Quote:
Originally Posted by YOWetal
This is not true. The UK has trailed Eurozone growth and trailed where they would have been without Brexit. Sure Germany has faltered the most though this isn't a brexit story it's self suicide on energy policy and dependence on China (and other factors)
|
Well if we compare from the Brexit referendum in 2016, then the compounded real GDP growth rate in 2016, 2017, 2018, 2019, 2020, 2021, 2022, 2023, and 2024 has been:
- UK: +11.7%
- Eurozone: +12.7%
- Canada: +16.1%
And if we compare from the actual Brexit date in 2020, then the compounded real GDP growth rate in 2020, 2021, 2022, 2023, and 2024 has been:
- UK: +4.32%
- Eurozone: +3.57%
- Canada: +6.51%
So the predicted Armageddon didn't take place. The UK has done slightly worse than the Eurozone since the Brexit referendum, but oddly that was before Brexit actually took place. Since Brexit actually took place, they've done slightly better than the Eurozone.

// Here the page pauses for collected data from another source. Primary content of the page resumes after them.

PR #14346, opened 2019-03-05
[actions] extract shared code from setup_travis and setup_circle_ci actions

### LINKED ISSUE #14279: setup_ci
We have `setup_travis` and `setup_circle` which are doing almost the same thing, so we should probably just have a `setup_ci` and the other two can become aliases to that.

mollyIV:
### Checklist

### Motivation and Context

`setup_travis` and `setup_circle` are doing almost the same thing so in order to make maintenance and future code changes easier we shall extract and reuse the common logic. 

closes https://github.com/fastlane/fastlane/issues/14279

### Description

The initial idea was creating `setup_ci` lane however it turned out there are some differences in the logic behind `setup_travis` and `setup_circle_ci` actions. I decided to give a go to the composition instead of subclassing. In that way we are able to reuse some logic in different CIs setup implementation, i.e. `setup_jenkins` and still maintain high readability of the code. 

I started a draft pull request because it's a good starting point for a discussion and to challenge the implementation idea. Below you can find other ideas:

1. New action `setup_ci` which we would run from `setup_travis` run method and `setup_circle_ci` run method. 

2. `setup_ci` action where we would pass a parameter: `travis`, `circle_ci`, ...

```ruby
# setup_ci.rb

def self.run(params)
    unless should_run?(force: params[:force])
          UI.message("Currently not running on CI system, skipping ci setup")
          return
    end

    case params[:provider]
    when "travis"
      # run `travis` specific tasks
    when "circle_ci"
      # run `circle_ci` specific tasks
    else
      # error
    end
end
```

Please share your thoughts if the chosen solution is okay for you or if we shall implement it differently  🙏 

I tested my changes by running unit tests + adding a few new unit tests. 

🙇 🙇


janpio:
This looks perfectly fine to me.

The only difference between the both is the additional `setup_output_paths`, right? Does it make sense to just copy that over as well?

mollyIV:
That's correct @janpio - the only difference is `setup_output_paths`. Not sure we shall move it to `ci.rb` though. Maybe we can do that later when we will need it due to other ci migrations, like `setup_jenkins`?

janpio:
Do you want to merge this first and then adapt `setup_jenkins` and/or create the new `setup_ci` later or do it all now?

mollyIV:
I'd prefer to split this work into smaller pieces and merge this one first 👍 

Do we still need `setup_ci ` though? 🤔

janpio:
Of course, there is no general action to "setup fastlane for any CI provider". I can call `setup_circle` or `setup_travis` of course, but that just feels wrong when e.g. running on Azure Pipelines or Cirrus CI.

mollyIV:
Cool, so the next steps might be: 

1. Review and merge this pull request if all good
2. Create pull request related to `setup_jenkins` changes (we need to analyse what's different there and reuse the logic from `ci.rb` class)
3. Create pull request where we will introduce `setup_ci` lane with `provider` parameter + support for the current actions (`setup_travis`, `setup_circleci`, `setup_jenkins` - most probably aliases or calling `setup_ci` lane inside their appropriate `run` method)

👍 👍

joshdholtz (changes requested):
I really like this change! This makes things a ton cleaner here 🙌  Left a comment about moving this into the `helpers` directory and some questions about some tests

fastlane/spec/actions_specs/setup_circle_ci_spec.rb
```diff
@@ -21,65 +21,57 @@
...
-    describe "#setup_keychain" do
-      context "when MATCH_KEYCHAIN_NAME is set" do
-        it "skips the setup process" do
-          stub_const("ENV", { "MATCH_KEYCHAIN_NAME" => "anything" })
-          expect(Fastlane::UI).to receive(:message).with("Skipping Keychain setup as a keychain was already specified")
-          described_class.setup_keychain
-        end
+        expect(ENV["MATCH_KEYCHAIN_NAME"]).to eq(tmp_keychain_name)
+        expect(ENV["MATCH_KEYCHAIN_PASSWORD"]).to eq("")
+        expect(ENV["MATCH_READONLY"]).to eq("true")
```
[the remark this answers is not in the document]
mollyIV: I think we don't need to do that - the proof that it works is checking the ENV (we set all the ENV variables to an empty map at the beginning of the test `stub_const("ENV", {})`). If it hadn't worked, we would have not gotten the ENV variables set. That was the original unit test in `setup_travis_spec.rb` class and I was inspired by it 🙂 

```
expect(ENV["MATCH_KEYCHAIN_NAME"]).to eq(tmp_keychain_name)
expect(ENV["MATCH_KEYCHAIN_PASSWORD"]).to eq("")
expect(ENV["MATCH_READONLY"]).to eq("true")
```

WDYT @joshdholtz ? 🤔

fastlane/spec/actions_specs/setup_circle_ci_spec.rb
```diff
@@ -21,65 +21,57 @@
...
+            lock_when_sleeps: true,
+            password: ""
+          }
+        )
 
-        it "sets the MATCH_KEYCHAIN_NAME env var" do
-          described_class.setup_keychain
-          expect(ENV["MATCH_KEYCHAIN_NAME"]).to eql("fastlane_tmp_keychain")
-        end
+        stub_const("ENV", { "FL_SETUP_CIRCLECI_FORCE" => "true" })
```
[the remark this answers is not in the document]
mollyIV: I think the explanation is like the above one 🙂 Although I am open for the code suggestion 👍

mollyIV:
Hey @joshdholtz 👋 I have implemented the requested changes and answered to your comments, could you please have a 👀 ? Thanks! 🙇

fastlane/lib/fastlane/helper/ci_helper.rb
```diff
@@ -0,0 +1,33 @@
+module Fastlane
+  module Helper
+    class CI
+      def self.should_run?(force: false)
```
dantoml: This doesn't belong in `Helper::CI` IMO, or at least not with `should_run?` as the name

mollyIV: Hey @dantoml 👋 hmm, why is that? 🤔 Could you please suggest a new name for this method if in your opinion the current one is wrong? 🙏 Thanks!

dantoml: 👋, So with `CI.should_run?` feels like inverting the thing we want to actually do. We're not asking if a `CI` thing should run, we have actions that should only run in CI or if forced.

Personally, I'd keep this specific function in the actions, to avoid accidental unintended consequences of changing this method.

mollyIV: Keeping this specific function in the actions would be copy-paste all over the place - imagine making the change there one day. 

What do you think about adding `should_run_on_ci?(force: false)` to `actions_helper.rb` file:

```
# actions_helper.rb

module Fastlane
  module Actions
      def self.should_run_on_ci?(force: false)
        Helper.ci? || force
      end
  end
end
```
? 🤔

dantoml: The fastlane model doesn't really give us a nice way to add these types of filters generically, because ideally this would be some type of trait or action filter, but that's not the reality we have today.

Extracting a single `||` into a helper isn't really providing us any value IMO, and I don't think we can give it a name that is actually what we're asking.

joshdholtz: This helper is more than just `Helper.ci? || force`. It also has the `setup_keychain` method. But... I guess maybe this doesn't belong in helpers and should end up being a standalone action??? 🤔 

And then this `setup_ci_keychain` action is called by `setup_circle_ci` and `setup_travis_ci`? Thoughts?

fastlane/spec/actions_specs/setup_circle_ci_spec.rb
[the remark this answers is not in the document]
joshdholtz: Ahhhh, that makes sense to me then 👍

joshdholtz (commented):
Added some thoughts about the helper!

fastlane/lib/fastlane/helper/ci_helper.rb
mollyIV: Sounds good to me 👍 Does this mean we are going to expose `setup_ci_keychain` to fastlane user (if so I guess having `ci_helper.rb` would prevent that)? 🤔 

Also let's keep in mind the future improvements pointed out in [this comment](https://github.com/fastlane/fastlane/pull/14346#issuecomment-470657627). We might end up with having more small CI related actions - is that okay for us? 🤔

joshdholtz: @mollyIV Maybe we just 💣 this helper and create the new aciton with the name of `setup_ci` instead? 🤔 That way it can flex into doing other things in the future if needed?

@dantoml Thoughts? 😇

mollyIV: @joshdholtz `setup_ci` was our last step in this plan: https://github.com/fastlane/fastlane/pull/14346#issuecomment-470657627. 

However I guess you are right and why not introduce it right away? 🤔 

To briefly sum up in a code snippets that everyone'd one the same page:

```ruby
# setup_travis.rb file

def self.run(params)
    Fastlane::Actions.setup_ci(provider: "travis", force: params[:force])
end
```

```ruby
# setup_circle_ci.rb file

def self.run(params)
    Fastlane::Actions.setup_ci(provider: "circleci", force: params[:force])
end
```

```ruby
# setup_ci.rb file

def self.run(params)
    force = params[:force]
    provider = params[:provider]

    unless should_run?(force: force)

    case provider
    when 'travis'
      # Do travis specific stuff: setup_keychain
    when 'circleci'
      # Do circleci specific stuff: setup_keychain, setup_output_paths
    else
      # Shall we throw an exception here and fail the action? 
end
```

@joshdholtz @dantoml please share your thoughts 🙏

dantoml: If we really want to introduce another layer of abstraction to this (I'm still not sure this is worth DRYing), the most ruby like abstraction would be to have a `ci_setup` base class, that implements `setup_keychain` and `should_run`, with `setup_circle_ci` and `setup_travis` subclasses, that can then override `self.run` with

```ruby
def self.run(params)
  unless should_run?(force: params[:force])
    ...
  end

  setup_keychain(params)
  setup_output_paths
end
```

```ruby
def self.run(params)
  unless should_run?(force: params[:force])
    ...
  end

  setup_keychain(params)
end
```

Arguably the superclass run implementation could default to should_run... setup_keychain, but that would be overly abstract probably.

janpio: I like what @mollyIV posted above - simple, clear and obvious. (Only exception: Take the `setup_keychain` out of the `case` if it is valid for all cases)

mollyIV:
👋 @janpio @joshdholtz @dantoml 

I pushed the newest changes and introduced `setup_ci` action, could you please have a 👀 🙏 🙇

fastlane/lib/fastlane/actions/setup_ci.rb
```diff
@@ -0,0 +1,121 @@
...
+        ENV["FL_BUILDLOG_PATH"] = (root + "buildlogs").to_s
+        ENV["SCAN_INCLUDE_SIMULATOR_LOGS"] = true.to_s
+      end
+
+      #####################################################
+      # @!group Documentation
+      #####################################################
+
+      def self.description
+        "Setup the keychain and match to work with CircleCI"
```
janpio: This should be generalized.

fastlane/lib/fastlane/actions/setup_ci.rb
```diff
@@ -0,0 +1,121 @@
...
+      def self.details
+        list = <<-LIST.markdown_list(true)
+            Creates a new temporary keychain for use with match
+            Switches match to `readonly` mode to not create new profiles/cert on CI
+            Sets up log and test result paths to be easily collectible
+          LIST
+
+        [
+          list,
+          "This action helps with CircleCI integration. Add this to the top of your Fastfile if you use CircleCI."
```
janpio: This should be generalized.

fastlane/lib/fastlane/actions/setup_ci.rb
```diff
@@ -0,0 +1,121 @@
...
+        ].join("\n")
+      end
+
+      def self.available_options
+        [
+          FastlaneCore::ConfigItem.new(key: :force,
+                                       env_name: "FL_SETUP_CI_FORCE",
+                                       description: "Force setup, even if not executed by CircleCI",
```
janpio: This should be generalized.

fastlane/lib/fastlane/actions/setup_ci.rb
mollyIV: Fixed 💪

fastlane/lib/fastlane/actions/setup_ci.rb
mollyIV: Fixed 💪

fastlane/lib/fastlane/actions/setup_ci.rb
mollyIV: Fixed 💪

joshdholtz (approved):
I like this direction this PR took 👍 Thanks for the another contribution ❤️

PR #14360, opened 2019-03-07
[gym] Fix provisioning profile detection for projects based on inherited xcconfigs

jmbrocal:
### Checklist

### Motivation and Context
Fix detection of provisioning profile mapping for projects based on inherited xcconfigs for resolve build settings.

It solves the provisioning profile mapping generated for projects with more than one target which uses inheritance between the configuration and the target xcconfigs for resolve the build settings.

[Here](https://github.com/jmbrocal/ProjectExampleWithInheritedXcconfig) you can find an example project which the current implementation fails to detect the provisioning profile mapping.

### Description
The change consists in passing the target of the build configuration for resolve the PRODUCT_BUNDLE_IDENTIFIER, PROVISIONING_PROFILE_SPECIFIER and PROVISIONING_PROFILE with a complete recursion between project and targets.

I added an unit test covering the changes.


jmbrocal:
> I signed it!

0xpablo (approved):

jmbrocal:
Hi!

It's been a few days since I opened this PR and I have not had comments. The repo has activity recently so I am worried if my PR is wrong or it does not follow the rules correctly.

We need this changes for a project that I am working on because reduce the number of xcconfigs from 44 to 16 files.

How can I unlock this PR?

0xpablo (approved):

0xpablo:
@jmbrocal Sorry, I don't have permissions to move this forward. Maybe @janpio can help you.

janpio:
Did I get that right that your "only" real change is adding the `target` param to some method calls? Can you talk me through what exactly this does (in terms a non iOS developer might understand) exactly?

The change looks good and safe enough, but as it is in `gym` which is one of the most used actions I of course want to make sure we don't break anything.

jmbrocal:
> Did I get that right that your "only" real change is adding the target param to some method calls?

Yes, concretely the `target` param is passed to `#resolve_build_setting(key, root_target = nil) ⇒ String` method of the `XCBuildConfiguration` object. Passing this param the function will does a complete recursion between the project and the target. 

You can read the documentation of `resolve_build_setting` method [here](https://www.rubydoc.info/gems/xcodeproj/Xcodeproj/Project/Object/XCBuildConfiguration#resolve_build_setting-instance_method)

> Can you talk me through what exactly this does (in terms a non iOS developer might understand) exactly?


Sure, It allows to `resolve_build_setting` method to resolves the value of a build setting resolving first the variable assigned to it.

An example is

For the debug configuration we have this
```
// Debug.xcconfig
PRODUCTION_BUNDLE_IDENTIFIER = $(MY_VARIABLE)
```
For the target configuration we have this
```
// AppTarget.xcconfig
MY_VARIABLE = "A value"
```
If we do not pass the `target` param to `resolve_build_setting` method, it cannot resolve the value of 
the build setting `PRODUCTION_BUNDLE_IDENTIFIER`, because the value of that variable is assigned in other level.

janpio:
What does "to resolve complete recursion between project and targets" actually mean? Does this change the values return? Does it improve the values returned?

jmbrocal:
Improve the value returned because it will work like Xcode does.

Without the `target` param the resolution of a build setting does not consider the `target` so the resolved value is incomplete.

Adding the `target` param, we are resolving the build setting like Xcode does so `gym` will be more precise.

jmbrocal:
Hi!

Can I help in any way to unlock this PR? I really need this fix but I don't want to fork the repo.

I can provide more tests, other examples or a better explanation about the changes for unlocking the PR.

Thanks!!

joshdholtz (approved):
This looks good! Thanks for adding this 😊❤️

PR #11834, opened 2018-02-13
Improve SnapshotHelper.swift to support snapshotting for multiple apps.

genkernel:
Support multiple apps testing flows with native XCUIApplication(bundleIdentifier:).

### Checklist
- [x] I've read the [Contribution Guidelines](https://github.com/fastlane/fastlane/blob/master/CONTRIBUTING.md)

### Motivation and Context
Subsequent call to XCUIApplication() would rise an exception if UITest was previously setup with XCUIApplication(bundleIdentifier:).
Replacing XCUIApplication() with Snapshot.app is safe because 'app' variable was previous initialized via setupSnapshot() function invocation.
Reusing an existing 'Snapshot.app' variable will enable multiple apps testing by leveraging  XCUIApplication(bundleIdentifier:) initialization.

### Description
Support multiple apps testing flows with native XCUIApplication(bundleIdentifier:).

PR #14367, opened 2019-03-08
[snapshot] Improve SnapshotHelper.swift to support snapshotting for multiple apps.

genkernel:
#11834 duplicate.

### Checklist

### Motivation and Context
Subsequent call to `XCUIApplication()` would rise an exception if UITest was previously setup with `XCUIApplication(bundleIdentifier:)`.
Replacing `XCUIApplication()` with `Snapshot.app` is safe because `app` variable was previously initialized via `setupSnapshot()` function invocation.
Reusing an existing `Snapshot.app` variable will enable multiple apps testing by leveraging `XCUIApplication(bundleIdentifier:)` from user tests.

### Description
Support multiple apps testing flows with native XCUIApplication(bundleIdentifier:).

### DIFF
--- a/snapshot/lib/assets/SnapshotHelper.swift
+++ b/snapshot/lib/assets/SnapshotHelper.swift
@@ -156,7 +156,7 @@ open class Snapshot: NSObject {
         sleep(1) // Waiting for the animation to be finished (kind of)
 
         #if os(OSX)
-            XCUIApplication().typeKey(XCUIKeyboardKeySecondaryFn, modifierFlags: [])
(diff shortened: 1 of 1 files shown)


joshdholtz:
@genkernel Heyyy 👋  Good catch here! We definitely don’t want to keep making a new `XCUIApplication` instance. Your change didn’t fully work because `Snapshot.app` is optional so I had to add some `guards` around things and I also bumped the version up so I added some commits for those 💪

janpio (approved):
Man, Swift is a strange language...

but looks like this should work.

joshdholtz (approved):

The general view here is Brexit was largely neutral, because it was overshadowed by much larger phenomenons: Covid-19 and the European energy crisis with Russia's invasion of Ukraine.
Of course the Remainers at the FT will argue that the UK is considerably lower now than what it would have been if the curves from before 2016 had been prolonged, but simply prolonging curves makes me very skeptical. The UK economic growth was unsustainable already before 2016, relying as it did on cheap low-productivity immigration.